- BRIEF: Read through the lines below for the string "approved" and copy each one that has it.

- Saved entries:
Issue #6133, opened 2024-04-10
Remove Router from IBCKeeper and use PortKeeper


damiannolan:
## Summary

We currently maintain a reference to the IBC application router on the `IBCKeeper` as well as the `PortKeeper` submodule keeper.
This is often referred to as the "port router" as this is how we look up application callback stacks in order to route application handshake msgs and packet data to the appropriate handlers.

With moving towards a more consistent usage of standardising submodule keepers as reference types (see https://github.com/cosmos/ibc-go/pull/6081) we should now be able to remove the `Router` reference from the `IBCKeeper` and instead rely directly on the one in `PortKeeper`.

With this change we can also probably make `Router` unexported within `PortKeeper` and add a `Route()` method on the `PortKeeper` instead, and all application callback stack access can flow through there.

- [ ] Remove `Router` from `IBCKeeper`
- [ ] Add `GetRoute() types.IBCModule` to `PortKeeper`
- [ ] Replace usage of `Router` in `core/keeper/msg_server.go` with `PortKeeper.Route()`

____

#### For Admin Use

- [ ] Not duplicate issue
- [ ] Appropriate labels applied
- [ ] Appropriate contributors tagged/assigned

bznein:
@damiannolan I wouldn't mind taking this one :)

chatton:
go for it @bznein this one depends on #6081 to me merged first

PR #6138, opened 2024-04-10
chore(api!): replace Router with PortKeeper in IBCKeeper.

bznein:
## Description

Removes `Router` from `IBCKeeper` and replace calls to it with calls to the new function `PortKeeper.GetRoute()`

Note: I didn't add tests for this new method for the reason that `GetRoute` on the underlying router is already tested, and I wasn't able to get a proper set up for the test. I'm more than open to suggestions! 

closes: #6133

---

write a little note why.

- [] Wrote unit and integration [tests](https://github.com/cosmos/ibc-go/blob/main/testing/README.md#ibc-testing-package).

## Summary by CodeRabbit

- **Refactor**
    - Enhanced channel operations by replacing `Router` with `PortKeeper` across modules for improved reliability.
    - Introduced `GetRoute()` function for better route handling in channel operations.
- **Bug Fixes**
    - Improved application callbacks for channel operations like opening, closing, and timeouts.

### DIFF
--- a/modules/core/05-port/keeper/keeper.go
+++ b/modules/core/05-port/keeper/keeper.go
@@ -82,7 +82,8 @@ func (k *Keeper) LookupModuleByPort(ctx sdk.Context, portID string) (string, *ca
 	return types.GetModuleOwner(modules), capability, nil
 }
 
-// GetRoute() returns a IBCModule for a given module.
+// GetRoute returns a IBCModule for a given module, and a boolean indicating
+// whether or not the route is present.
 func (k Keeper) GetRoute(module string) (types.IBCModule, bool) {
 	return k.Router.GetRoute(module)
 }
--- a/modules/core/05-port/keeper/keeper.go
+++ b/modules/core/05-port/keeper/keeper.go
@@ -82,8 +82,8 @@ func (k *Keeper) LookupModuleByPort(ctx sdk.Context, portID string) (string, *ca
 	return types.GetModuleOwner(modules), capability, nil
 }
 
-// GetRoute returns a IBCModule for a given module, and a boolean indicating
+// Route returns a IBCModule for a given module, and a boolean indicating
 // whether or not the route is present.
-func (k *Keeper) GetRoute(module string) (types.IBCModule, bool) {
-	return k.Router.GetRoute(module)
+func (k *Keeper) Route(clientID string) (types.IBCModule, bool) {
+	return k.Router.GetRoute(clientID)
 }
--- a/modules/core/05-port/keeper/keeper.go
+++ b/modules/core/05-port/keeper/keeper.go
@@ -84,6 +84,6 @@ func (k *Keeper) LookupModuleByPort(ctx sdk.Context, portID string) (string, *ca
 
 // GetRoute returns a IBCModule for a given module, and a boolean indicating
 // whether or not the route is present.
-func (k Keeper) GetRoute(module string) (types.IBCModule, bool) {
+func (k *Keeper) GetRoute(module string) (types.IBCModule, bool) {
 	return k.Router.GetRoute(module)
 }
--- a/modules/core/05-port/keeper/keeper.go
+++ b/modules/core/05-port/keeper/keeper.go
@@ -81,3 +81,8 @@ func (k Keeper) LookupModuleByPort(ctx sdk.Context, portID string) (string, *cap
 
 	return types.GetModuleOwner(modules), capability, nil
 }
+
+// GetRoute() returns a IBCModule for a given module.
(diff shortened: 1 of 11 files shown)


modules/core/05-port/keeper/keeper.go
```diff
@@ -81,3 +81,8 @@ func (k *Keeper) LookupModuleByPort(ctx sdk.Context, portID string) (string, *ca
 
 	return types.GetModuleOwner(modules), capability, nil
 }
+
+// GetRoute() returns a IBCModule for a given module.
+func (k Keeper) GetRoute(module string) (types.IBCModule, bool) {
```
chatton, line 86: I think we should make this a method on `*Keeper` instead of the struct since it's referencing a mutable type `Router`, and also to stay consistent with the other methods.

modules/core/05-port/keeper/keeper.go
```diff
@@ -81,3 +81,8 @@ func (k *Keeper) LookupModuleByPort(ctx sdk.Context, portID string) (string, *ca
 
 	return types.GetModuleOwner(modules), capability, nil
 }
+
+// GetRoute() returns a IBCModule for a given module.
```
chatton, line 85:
...
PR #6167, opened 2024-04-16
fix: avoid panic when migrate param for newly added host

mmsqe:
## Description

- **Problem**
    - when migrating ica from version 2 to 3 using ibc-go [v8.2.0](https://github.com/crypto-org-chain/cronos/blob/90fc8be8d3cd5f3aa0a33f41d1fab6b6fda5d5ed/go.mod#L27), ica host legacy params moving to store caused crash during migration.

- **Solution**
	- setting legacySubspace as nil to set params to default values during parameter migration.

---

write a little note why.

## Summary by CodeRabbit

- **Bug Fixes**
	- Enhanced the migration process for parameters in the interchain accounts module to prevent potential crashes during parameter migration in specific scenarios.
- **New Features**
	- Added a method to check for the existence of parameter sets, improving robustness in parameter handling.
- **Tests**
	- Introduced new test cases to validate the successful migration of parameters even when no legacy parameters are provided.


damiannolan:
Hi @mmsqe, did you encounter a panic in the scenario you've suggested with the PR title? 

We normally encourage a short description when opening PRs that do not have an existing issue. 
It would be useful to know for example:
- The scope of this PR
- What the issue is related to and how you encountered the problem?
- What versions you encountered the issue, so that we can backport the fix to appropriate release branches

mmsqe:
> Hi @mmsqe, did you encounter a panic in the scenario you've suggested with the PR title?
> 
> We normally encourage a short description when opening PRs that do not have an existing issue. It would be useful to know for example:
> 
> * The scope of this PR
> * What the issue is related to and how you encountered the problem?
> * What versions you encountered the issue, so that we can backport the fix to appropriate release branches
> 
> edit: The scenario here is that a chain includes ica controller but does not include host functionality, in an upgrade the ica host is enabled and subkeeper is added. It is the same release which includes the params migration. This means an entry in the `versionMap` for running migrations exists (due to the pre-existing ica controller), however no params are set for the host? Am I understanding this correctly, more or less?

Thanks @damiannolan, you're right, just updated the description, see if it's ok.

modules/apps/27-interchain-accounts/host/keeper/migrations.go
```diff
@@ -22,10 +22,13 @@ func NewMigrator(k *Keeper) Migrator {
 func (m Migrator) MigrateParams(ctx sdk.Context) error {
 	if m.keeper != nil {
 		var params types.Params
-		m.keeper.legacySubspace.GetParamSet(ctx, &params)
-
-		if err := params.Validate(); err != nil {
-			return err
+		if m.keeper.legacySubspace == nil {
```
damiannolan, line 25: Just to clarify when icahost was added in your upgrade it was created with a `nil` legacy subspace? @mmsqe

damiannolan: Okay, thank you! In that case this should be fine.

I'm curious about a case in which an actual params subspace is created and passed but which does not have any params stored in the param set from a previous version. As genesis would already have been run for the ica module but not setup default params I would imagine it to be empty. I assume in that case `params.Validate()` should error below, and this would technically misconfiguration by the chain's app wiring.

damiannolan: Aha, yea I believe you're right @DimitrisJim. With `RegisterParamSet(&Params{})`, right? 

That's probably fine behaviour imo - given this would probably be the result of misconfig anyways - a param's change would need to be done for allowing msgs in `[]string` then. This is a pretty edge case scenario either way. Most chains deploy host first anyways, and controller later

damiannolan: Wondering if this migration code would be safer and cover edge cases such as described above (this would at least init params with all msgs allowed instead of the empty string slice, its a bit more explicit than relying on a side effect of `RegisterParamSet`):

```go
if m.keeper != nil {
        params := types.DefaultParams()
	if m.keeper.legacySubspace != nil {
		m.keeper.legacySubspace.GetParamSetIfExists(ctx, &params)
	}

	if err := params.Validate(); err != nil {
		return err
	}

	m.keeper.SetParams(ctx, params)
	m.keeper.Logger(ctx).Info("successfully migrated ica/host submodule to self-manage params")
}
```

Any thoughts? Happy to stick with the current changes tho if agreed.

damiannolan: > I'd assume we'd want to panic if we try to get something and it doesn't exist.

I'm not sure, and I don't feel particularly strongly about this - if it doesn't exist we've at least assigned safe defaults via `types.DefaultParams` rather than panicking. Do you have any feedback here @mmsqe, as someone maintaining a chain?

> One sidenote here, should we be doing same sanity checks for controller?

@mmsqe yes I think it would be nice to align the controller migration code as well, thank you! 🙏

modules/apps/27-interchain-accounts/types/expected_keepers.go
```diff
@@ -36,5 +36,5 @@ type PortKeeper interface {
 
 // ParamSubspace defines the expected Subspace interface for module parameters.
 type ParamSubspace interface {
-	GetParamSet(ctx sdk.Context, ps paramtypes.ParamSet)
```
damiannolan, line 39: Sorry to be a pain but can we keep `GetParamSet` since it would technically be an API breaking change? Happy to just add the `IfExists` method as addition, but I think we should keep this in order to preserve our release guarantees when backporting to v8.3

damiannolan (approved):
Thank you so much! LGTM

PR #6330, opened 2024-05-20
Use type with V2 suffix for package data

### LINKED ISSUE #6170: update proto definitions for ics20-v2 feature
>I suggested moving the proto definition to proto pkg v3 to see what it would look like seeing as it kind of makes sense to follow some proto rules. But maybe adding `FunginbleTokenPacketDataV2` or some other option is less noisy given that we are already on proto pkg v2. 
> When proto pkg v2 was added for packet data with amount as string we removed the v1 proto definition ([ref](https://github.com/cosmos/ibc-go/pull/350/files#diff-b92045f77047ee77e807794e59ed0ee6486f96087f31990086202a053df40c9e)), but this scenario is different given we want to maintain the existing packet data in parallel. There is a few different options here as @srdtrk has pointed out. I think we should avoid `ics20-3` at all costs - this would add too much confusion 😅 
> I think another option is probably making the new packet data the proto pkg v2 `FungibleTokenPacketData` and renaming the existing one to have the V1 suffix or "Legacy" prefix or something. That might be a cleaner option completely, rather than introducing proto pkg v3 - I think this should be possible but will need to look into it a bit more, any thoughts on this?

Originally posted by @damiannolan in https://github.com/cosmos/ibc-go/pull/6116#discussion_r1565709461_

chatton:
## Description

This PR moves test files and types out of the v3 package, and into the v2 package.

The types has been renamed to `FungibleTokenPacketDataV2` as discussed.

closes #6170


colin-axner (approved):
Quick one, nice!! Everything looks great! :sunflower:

- ANSWER BOX:
damiannolan (approved):
colin-axner (approved):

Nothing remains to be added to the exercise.